ECLI:NL:CRVB:2017:1887
Centrale Raad van Beroep
- Hoger beroep
- Rechtspraak.nl
Hoger beroep over niet-ontvankelijkheid van verzoek om immateriële schadevergoeding in het kader van de Wet maatschappelijke ondersteuning
In deze zaak heeft appellante hoger beroep ingesteld tegen de uitspraak van de rechtbank Rotterdam, waarin haar verzoek om immateriële schadevergoeding werd afgewezen. De Centrale Raad van Beroep heeft vastgesteld dat appellante op 11 december 2012 een aanvraag heeft ingediend voor een elektrische buitenrolstoel op basis van de Wet maatschappelijke ondersteuning (Wmo).

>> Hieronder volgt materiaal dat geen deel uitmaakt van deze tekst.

Issue #9589, opened 2024-04-02
Update pricing page to reflect new template limits


nickoferrall:
### AC

- [ ] Pricing page reflects that templates are now free and everyone can create two custom templates per meeting
- [ ] Add Org Admin Role to the Enterprise section

Mohd-Muneeb:
Can I be assigned to this task please? I'd like to know more about this if it's possible so I contribute to it

nickoferrall:
Sorry @Mohd-Muneeb, I've created a PR for this one as we wanted to get it updated quickly. Thank you for offering, though, and if there's another issue you're interested in, we always welcome contributions.

PR #9596, opened 2024-04-03
feat: update pricing page with template changes

nickoferrall:
Fix https://github.com/ParabolInc/parabol/issues/9589

### To test

- [ ] Pricing page includes updates to template limits and org admin role

### DIFF
--- a/packages/client/utils/constants.ts
+++ b/packages/client/utils/constants.ts
@@ -164,7 +164,7 @@ export const PARABOL_AI_USER_ID = 'parabolAIUser'
 export const StarterBenefits = [
   `${Threshold.MAX_STARTER_TIER_TEAMS} teams`,
   'Retrospectives, Sprint Poker, Standups, Check-Ins',
-  'Unlimited templates',
+  'Unlimited meeting templates',
   'Unlimited team members'
 ]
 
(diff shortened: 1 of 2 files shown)


packages/client/utils/constants.ts
```diff
@@ -160,10 +161,16 @@ export const SPOTLIGHT_TOP_SECTION_HEIGHT = 236
 
 export const PARABOL_AI_USER_ID = 'parabolAIUser'
 
+export const StarterBenefits = [
+  `${Threshold.MAX_STARTER_TIER_TEAMS} teams`,
+  'Retrospectives, Sprint Poker, Standups, Check-Ins',
+  'Unlimited templates',
```
Dschoordsch, line 167: +1 I'm not sure if this is self explanatory without knowing the history of this limit. Maybe something like "All predefined templates", "Parabol's premium templates" or just "Meeting templates"?

Dschoordsch (approved):

packages/client/utils/constants.ts
nickoferrall: I think it's similar to the "Unlimited team member" benefit that we also list in the Starter tier. I've updated it to "Unlimited meeting templates" to clarify what type of template it is

PR #9599, opened 2024-04-04
chore(segment): remove Segment

rafaelromcar-parabol:
# Description
Removes all references to Segment


rafaelromcar-parabol:
@tianrunhe you told me one month ago that we could remove segment from the .env.example and I've done that in this PR, but I would like you to validate that Segment isn't used anywhere. I also see some stuff related to Segment on the yarn.lock, but maybe I'm wrong.

Can you do the following?
- Check if there is anything else to remove and, if there is, remove it.
- Merge this PR once you have done that

Thanks

dbumblis-parabol:
LGTM, I will defer to @tianrunhe

tianrunhe (approved):

Issue #9555, opened 2024-03-21
Self-hosted instances have undefined user profile imageUrls


dbumblis-parabol:
### Pre-submission instructions (remove me before creating an issue)

Self hosted instances do not have the default images used on the SaaS version of the application and cannot reach our S3 bucket to retrieve them.

The image url is rendered as: url("https://undefined/static/avatars/da.png")

## Issue - Bug

- **How serious is the bug?** P2
- **OS:** All
- **Browser:** All
- **Node version:** 20.11.1
- **NPM version:** 
- **RethinkDB version:** 

### Acceptance Criteria (optional)
Users can:
   - Have default images for their profile or something other than a broken image that does not appear in interface when using a self-hosted instance

Triage is performed to find the root cause of the bug, timeboxed to ~1 hour. 

**Estimated effort:** 1 hour to triage. More if root cause is already identified.

PR #9603, opened 2024-04-05
fix: fallback for missing avatar images

mattkrick:
# Description

touches on #9555, but doesn't fix it properly.
this adds a fallback image in case their profile pic fails to load, but it only does this on the Avatar component (think user dash).  there may be other places that their avatar fails to load!

not eager to dump 1300 images into our github repo, but not sure what the better alternative is...

### DIFF
--- a/packages/client/components/Avatar/Avatar.tsx
+++ b/packages/client/components/Avatar/Avatar.tsx
@@ -1,5 +1,5 @@
 import styled from '@emotion/styled'
-import React, {forwardRef} from 'react'
+import React, {forwardRef, useState} from 'react'
 import defaultUserAvatar from '../../styles/theme/images/avatar-user.svg'
 import AvatarBadge from '../AvatarBadge/AvatarBadge'
 
@@ -7,7 +7,7 @@ type ImageBlockProps = Pick<Props, 'sansRadius' | 'sansShadow' | 'picture' | 'si
 
 const ImageBlock = styled('div')<ImageBlockProps>(
   ({sansRadius, sansShadow, picture, size, onClick}) => ({
-    backgroundImage: `url(${picture ?? defaultUserAvatar})`,
+    backgroundImage: `url(${picture})`,
     backgroundPosition: 'center center',
     backgroundRepeat: 'no-repeat',
     backgroundSize: 'cover',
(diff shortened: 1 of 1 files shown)


dbumblis-parabol:
@mattkrick What if we just used a single default image?

mattkrick:
that's an option! it just sucks when you're in a meeting & you see a sea of the same avatar so you don't know who is who.
i grabbed the avatars from S3 & the folder comes to 640KB, so i wouldn't feel horrible about including it in the bundle.

Mohd-Muneeb:
An approach would be to make images with random patterns like GitHub does on the fly, and use it with the user's session. It'll  eliminate the drawbacks of single default imaging while being much more user friendly. If you would like me to work on it I can help make an endpoint and raise a PR!

mattkrick:
@Mohd-Muneeb an identicon would be a great idea! Do you have a favorite package? I saw https://www.dicebear.com/styles/initials/ could replicate something very similar to what we have today & it looks like we could even pick a few colors from our [palette](https://github.com/ParabolInc/parabol/blob/3fd27a15aee921512f26360ba2196e8098bbd67c/packages/client/tailwindTheme.ts#L8) to set the background. If you'd like to open a PR I'd love to review it!

I imagine the flow would be something like:
- while bootstrapping a new user, grab the name or email address to use as a seed & generate a png
- upload the png to the CDN using the [FileStoreManager](https://github.com/ParabolInc/parabol/blob/9c330250d00ef30e6439ac089c634300058a46ba/packages/server/fileStorage/getFileStoreManager.ts)
- get the return value as a URL & pass that in for the `avatar` value when creating the User object

Mohd-Muneeb:
@mattkrick Yep, dicebear sounds like a really good idea.

Parabol team should once discuss with the design team to select a theme and we can continue with it. Also, maybe instead of storing them in a CDN, we can probably generate the avatar real time. What I mean to say is, since an email always gives the same image, we can show a identicon generated on client side. This will reduced the cost of a CDN and I don't think it will cause a huge performance reduction on the client side. I'm working on another PR I picked up from Parabol right now and I'm currently also busy with my internship.  I'd love to send a PR by Friday if that's okay! 

Please tag me once if the team decides with a theme. I would also suggest you to look at this [Repoistory](https://github.com/laurentpayot/minidenticons)

mattkrick:
If we only used it on the client that could work. Unfortunately we serve that avatar URL everywhere, including emails, which requires URLs that point to raster images or we risk emails getting truncated and avatars not showing up. A CDN only costs about $0.02/GB, so cost isn't a factor.

mattkrick:
awesome! looking forward to it

Issue #9541, opened 2024-03-15
AI Icebreakers feature completed and rolled out to all users as premium, AI feature


jordanh:
## Issue - Enhancement

Some time ago, Bartosz had created a hack week project that allowed the customization of Icebreaker prompts using AI. Let's make this work production ready and roll it out as a premium feature.

### Acceptance Criteria (optional)
Paying users can:
   - Adjust prompts by using quick action buttons (let's discuss final copy/prompts for these buttons)
      - Do our best in the prompt engineering to make sure generated content is safe for work

**Estimated effort:** X points ([see CONTRIBUTING.md](https://github.com/ParabolInc/parabol/blob/master/CONTRIBUTING.md#points-and-sizes))

PR #9660, opened 2024-04-19
feat: roll out ai icebreakers

nickoferrall:
Fix https://github.com/ParabolInc/parabol/issues/9541

I find the AI suggestions OK, but I'd probably prefer a feature where the AI creates a brand-new icebreaker question based on a prompt. It _could_ suggest something that's not safe for work, but the facilitator would still need to approve it, so I think that's a tolerable risk. Just an idea for a future enhancement, anyway.

Screenshot 2024-04-19 at 19 03 53

### To test

- [ ] All users that are the facilitator and don't have the `noAISummary` flag now see the AI Icebreaker in the Icebreaker phase
- [ ] There are quick action buttons that let the user change the icebreaker
- [ ] The suggested icebreaker questions are safe for work


Dschoordsch (approved):
Looks good, but I could not test it as we seem to have exceeded our current quota for open ai

PR #9689, opened 2024-04-30
fix: install plex on system

mattkrick:
# Description

to paint an svg to canvas we need a font on the server, so this should install plex.


mattkrick:
tests are breaking, i think they're flaky?

Dschoordsch:
> FAIL __tests__/processRecurrence.test.ts (12.818 s)
>  ● Should not end meetings that are not scheduled to end
>
>    thrown: "Exceeded timeout of 5000 ms for a test.
  
let's observe if we need to increase the timeout.

PR #9693, opened 2024-04-30
chore: Gracefully shutdown the embedder

Dschoordsch:
# Description

Fixes #9693
End all streams on receiving a kill signal to properly shutdown the embedder. Ending just the merged stream does not work in the current situation as it will wait indefinitely if all the workers are idle.

## Demo

Nothing to see here.

## Testing scenarios
 
- run the embedder outside of pm2
  ```
  sh -c 'export SERVER_ID=7 && exec node dev/embedder.js'
  ```
- send `SIGINT` via Ctrl+C
- see the process ending gracefully

## Final checklist

### DIFF
--- a/packages/embedder/logMemoryUse.ts
+++ b/packages/embedder/logMemoryUse.ts
@@ -6,5 +6,5 @@ export const logMemoryUse = () => {
     const {rss} = memoryUsage
     const usedMB = Math.floor(rss / MB)
     console.log('Memory use:', usedMB, 'MB')
-  }, 10000)
+  }, 10000).unref()
 }
--- a/packages/embedder/mergeAsyncIterators.ts
+++ b/packages/embedder/mergeAsyncIterators.ts
@@ -89,8 +89,7 @@ export function mergeAsyncIterators<T extends AsyncIterator<any>[] | []>(
       // Unwind remaining iterators on failure
       await Promise.allSettled(iterators.map((iterator) => iterator.return?.()))
       throw err
-    }
-    finally {
+    } finally {
       // Unwind remaining iterators on success
       await Promise.allSettled(iterators.map((iterator) => iterator.return?.()))
     }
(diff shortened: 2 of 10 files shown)


packages/embedder/mergeAsyncIterators.ts
```diff
@@ -15,82 +15,79 @@ type Result<T extends AsyncIterator<any>> = UnYield<Awaited<ReturnType<T['next']
...
       }
-    } catch (err) {
-      // Unwind remaining iterators on failure
-      try {
-        await Promise.all(iterators.map((iterator) => iterator.return?.()))
-      } catch {}
-      throw err
+    },
+    return: async () => {
+      await Promise.allSettled(iterators.map((iterator) => iterator.return?.()))
```
Dschoordsch, line 84: This refactoring was done so we can define this return function. This is necessary so all streams are notified of the return. The async generator function we had previously would hang in `await capability.promise` and handle the return only afterwards. If all embedders are idle, the promise would never resolve.

packages/embedder/logMemoryUse.ts
```diff
@@ -6,5 +6,5 @@ export const logMemoryUse = () => {
     const {rss} = memoryUsage
     const usedMB = Math.floor(rss / MB)
     console.log('Memory use:', usedMB, 'MB')
-  }, 10000)
+  }, 10000).unref()
```
Dschoordsch, line 9: This was an attempt to regularly end the event loop. It will continue if there are still timers running unless these are `unref`ed. This did not allow proper shutdown as there are many things in dependencies still running, but it's good practice nonetheless if we're not keeping a reference to the timer to allow cleanup.

packages/embedder/mergeAsyncIterators.ts
mattkrick: interesting! really good find having to define our own `return` here

PR #9801, opened 2024-05-29
chore: read ReflectionGroups from PG

mattkrick:
# Description

Removes all reads from RethinkDB#RetroReflectionGroup.

Note: this doesn't delete the table! We can't do that until after this has been deployed


Dschoordsch (approved):
Looks good to me.

For future reference: this change also includes stopping writes to rethink.

Issue #9791, opened 2024-05-29
Admin Nav: org nav section


nickoferrall:
From: https://github.com/ParabolInc/parabol/issues/9781

### Org Nav Sections
- [Note the header styles](https://www.figma.com/design/eGGewFjqfNpfU3TUgaBSDo/Insights-UI-Views?node-id=39-2965&t=XlnNDmMHL9H69kaK-11)
- The tier tag is spaced to the right and only wraps if the name is long. It seems most orgs have shorter names so this is an okay compromise.
- There are two nav items in the header
  - Settings & Members: opens a menu (see Nav Menu notes)
  - Add a Team: goes to New Team form (I'll add this in https://github.com/ParabolInc/parabol/issues/9792)
- There’s a divider
- There are teams I’m a member of

PR #9815, opened 2024-06-03
feat: update org nav dashboard styles

nickoferrall:
Fix https://github.com/ParabolInc/parabol/issues/9791

Loom demo: https://www.loom.com/share/cc181f0c48fc437880aa260bfce9ede1

### Questions for Terry (outlined in the Loom above)

1. Are you happy with the active nav item styles? There's the vertical space and rounded edges. I think the vertical space is fine, but the edges probably shouldn't be rounded. 
Screenshot 2024-06-03 at 16 58 57

2. Should the organisation settings page sidebar be updated to look like the dash sidebar? So this section: 
Screenshot 2024-06-03 at 17 00 39

I lean towards updating it, but only once the dashboard nav is complete. For now, we could leave it as it is in production. 

3. How do you feel about the "Team" tag? I didn't see this in designs. Happy to change the colour, of course. 
Screenshot 2024-06-03 at 16 02 56

4. Should we remove the links to org and settings here? I think we probably should as it's visible enough from the sidebar now
Screenshot 2024-06-03 at 17 03 04

The parent PR won't be merged until the mobile styles and finished.


ackernaut:
@nickoferrall here are numbered responses
1) Re: active team nav items, they should be rounded and the container with a border should have padding ([see Figma](https://www.figma.com/design/eGGewFjqfNpfU3TUgaBSDo/Insights-UI-Views?node-id=214-2347&t=UKiC0gYG7bVGXFDu-11)). Note: ‘Settings & Members’ would also have a similar hover state, rounded and inset
2) Re: org admin nav, we should update the org admin nav, too, since this is meant to be the same nav component. They should be rounded like the new main nav items (Meetings, History, etc.) and just need some padding. I’m happy to make a refinement PR if I need to.
3) Re: tier tag colors, it seems the Team tag color we use is gold. See the mobile nav for an idea of the tag colors used. The layout looks good. 
Screenshot 2024-06-04 at 13 23 04.
4) Re: team settings links, we can remove the org link. We need to keep the ‘Settings’ link as that’s the only way a Team Lead can delete their team. Once all functionality is moved to the Org Admin > Teams > Team view for a Team Lead we could consider removing both the Settings view and that link to it.
5) Nit: (don’t use blue for dash nav items) all the nav items including Add a Team and Settings & Members will use the same icon and text styles for both default and hover/active ([see Figma](https://www.figma.com/design/eGGewFjqfNpfU3TUgaBSDo/Insights-UI-Views?node-id=214-2347&t=UKiC0gYG7bVGXFDu-11))

ackernaut (changes requested):
See my other comment with numbered responses! Once it’s ready I can take a refinement pass if needed so that I’m not backseat driving on pixel values.

nickoferrall:
Thanks for the responses! That all makes sense to me.

For number 5, I had been working off the last design from [here](https://www.figma.com/design/eGGewFjqfNpfU3TUgaBSDo/Insights-UI-Views?node-id=39-2965&t=a5yvYAkO8MY5T9FV-0) with the blue links, but I'll work from [this design](https://www.figma.com/design/eGGewFjqfNpfU3TUgaBSDo/Insights-UI-Views?node-id=214-2347&t=4tCOf2zx4FTHRbjT-0) from now onwards

nickoferrall:
I've pushed an update with:

1. The active team nav bar
2. I've created an issue for this: https://github.com/ParabolInc/parabol/issues/9826
3. Tier tag updated 
4. I think we should probably wait until we can delete "Settings" too, otherwise it looks strange to me:
Screenshot 2024-06-05 at 12 57 11

5. Swapped blue for slate

Issue #9792, opened 2024-05-29
Admin Nav: nav menu & add team


nickoferrall:
From https://github.com/ParabolInc/parabol/issues/9781

### Nav Menu
- The nav menu mirrors the navigation of the org admin area
- Optional: for the Starter tier we can add a blue Upgrade text following a `•` character after Plans & Billing
- When tapping Settings & Members it uses the active/hover state like any other nav item.
### Add a Team
- Each org section header has a Add a Team link. The link routes the user to [the New Team form](https://www.figma.com/design/eGGewFjqfNpfU3TUgaBSDo/Insights-UI-Views?node-id=39-2965&t=XlnNDmMHL9H69kaK-11) with the correct Organization selected in the dropdown

Issue #9814, opened 2024-06-03
Admin Nav: update mobile styles


nickoferrall:
### AC

- [ ] Now that the admin styles have been updated on desktop, make sure they look good on mobile too

PR #9818, opened 2024-06-04
feat: promote Add Team in org nav dash

nickoferrall:
Fix https://github.com/ParabolInc/parabol/issues/9792

This PR promotes "Add a Team" to the org nav and removes it from the bottom. 

Screenshot 2024-06-04 at 16 02 01


ackernaut (changes requested):
I think we’ll like placing the Add a Team item as the last main nav item. We probably need to update how scrolling works. Here’s what I had in mind.
1) Mobile: the entire mobile menu scrolls, the footer is fixed ([see Figma](https://www.figma.com/design/eGGewFjqfNpfU3TUgaBSDo/Insights-UI-Views?node-id=39-2628&t=UKiC0gYG7bVGXFDu-11))
2) Desktop: the primary action and main nav items are static/fixed to the top by the logo depending on the view; now there is 1 scrollable section which contains all the org/team sections ([see Figma](https://www.figma.com/design/eGGewFjqfNpfU3TUgaBSDo/Insights-UI-Views?node-id=214-2347&t=UKiC0gYG7bVGXFDu-11))

Nit: the Add a Team is styled like all the other nav items including hover/active state. Not blue ([see Figma](https://www.figma.com/design/eGGewFjqfNpfU3TUgaBSDo/Insights-UI-Views?node-id=214-2347&t=UKiC0gYG7bVGXFDu-11))

nickoferrall:
Screenshot 2024-06-05 at 14 52 20
Screenshot 2024-06-05 at 14 52 26

1. I just wanted to confirm the differences in the mobile view (I'll tackle this in https://github.com/ParabolInc/parabol/issues/9814). In the new view, on the right, we'll remove the "Upgrade" bit, and add "My Settings", "Organizations", and "Sign Out" to the top section. "Add a Team" and "Sign Out" are then removed from the bottom. What page would "Organizations" take users to?

2. I think the scrolling behaviour is working as expected. See here: https://www.loom.com/share/63e1035b083f462bbcc106d0cc754879

3. I've pushed an update so that "Add a Team" is no longer blue and is the same as the other nav items.

ackernaut:
@nickoferrall this is the right direction.
- ‘Organizations’ would go to `/me/organizations`
- ‘Add a Team’ is now in the top section after ‘Tasks’, so yes it is removed from the bottom
- Also remove ‘Activity Library’ to save space. It’s the main activity button nowadays 
- Yes, the scrolling behavior at the laptop size is what I had in mind. Per the notes, on mobile the whole menu is scrollable with a pinned brand footer.
- Thanks for updating styles and I understand we can refine mobile styles as we wrap up. Happy to help with that

I’ll pull this down and take a closer look

ackernaut:
I ran this branch and #9827 PR’s branch locally and everything is headed the right direction.

Eventually we’ll want to refine dash nav, org admin nav, and mobile nav. Maybe that is a final PR, happy to help.

All items are essentially a nav item. Although it looks different, the View 12 Public Teams has the same footprint of a nav item.

Here I’ve shown how the nav items are all aligned and the same width regardless of if they are in a box with a border or without. The inner padding was meant to be 8px, but the inner borders ended up making it 7px. We can see which looks better before we ship. The Settings & Members has padding around it. The divider is full width. Here are some examples:

- Alignment and inner padding of **dashboard** [at desktop](https://www.figma.com/design/eGGewFjqfNpfU3TUgaBSDo/Insights-UI-Views?node-id=294-2899&t=eC0XfdDyJB2smK7U-11), and [at mobile](https://www.figma.com/design/eGGewFjqfNpfU3TUgaBSDo/Insights-UI-Views?node-id=39-2628&t=eC0XfdDyJB2smK7U-11)
- Alignment and inner padding of **org admin** [at desktop](https://www.figma.com/design/eGGewFjqfNpfU3TUgaBSDo/Insights-UI-Views?node-id=294-3059&t=eC0XfdDyJB2smK7U-11), and [at mobile](https://www.figma.com/design/eGGewFjqfNpfU3TUgaBSDo/Insights-UI-Views?node-id=294-3211&t=eC0XfdDyJB2smK7U-11)
Today the org nav menu takes over mobile, what do you think about something [like this](https://www.figma.com/design/eGGewFjqfNpfU3TUgaBSDo/Insights-UI-Views?node-id=294-3211&t=eC0XfdDyJB2smK7U-11), where the user hub nav items are persistent regardless of where you are (it’s either user hub + dash nav or user hub + org admin nav)?

ackernaut (approved):

nickoferrall:
> Eventually we’ll want to refine dash nav, org admin nav, and mobile nav. Maybe that is a final PR, happy to help.

Sounds good! Perhaps I could work on the issues remaining in the milestone and then before merging to production, you could create a PR refining the styles? 

> Today the org nav menu takes over mobile, what do you think about something [like this](https://www.figma.com/design/eGGewFjqfNpfU3TUgaBSDo/Insights-UI-Views?node-id=294-3211&t=eC0XfdDyJB2smK7U-11), where the user hub nav items are persistent regardless of where you are (it’s either user hub + dash nav or user hub + org admin nav)?

I like including "My Settings" and "Sign Out" in the nav, but we could remove "Organizations" as that's already featured below?

ackernaut:
Re: removing organizations, I like that idea. At some point if we have it so that Org Admins and maybe Billing Admins can be members without being on a team we’ll need to decide if they just get org nav sections with no teams in them, just an org name and settings link I suppose.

Het college van burgemeester en wethouders van Nissewaard heeft deze aanvraag aanvankelijk goedgekeurd, maar later ingetrokken en in plaats daarvan een persoonsgebonden budget (pgb) aangeboden. De rechtbank heeft het besluit van het college vernietigd, maar het college heeft in hoger beroep aangegeven dat appellante inmiddels de gewenste rolstoel heeft ontvangen. Appellante heeft desondanks verzocht om een schadevergoeding van € 3.000,- wegens het gebruik van een inadequate rolstoel. De Raad heeft geoordeeld dat appellante niet voldoende heeft aangetoond dat zij daadwerkelijk schade heeft geleden en dat er daarom geen procesbelang is. Het hoger beroep is niet-ontvankelijk verklaard, maar het college is wel veroordeeld tot vergoeding van de proceskosten van appellante tot een bedrag van € 495,- en het griffierecht van € 123,-.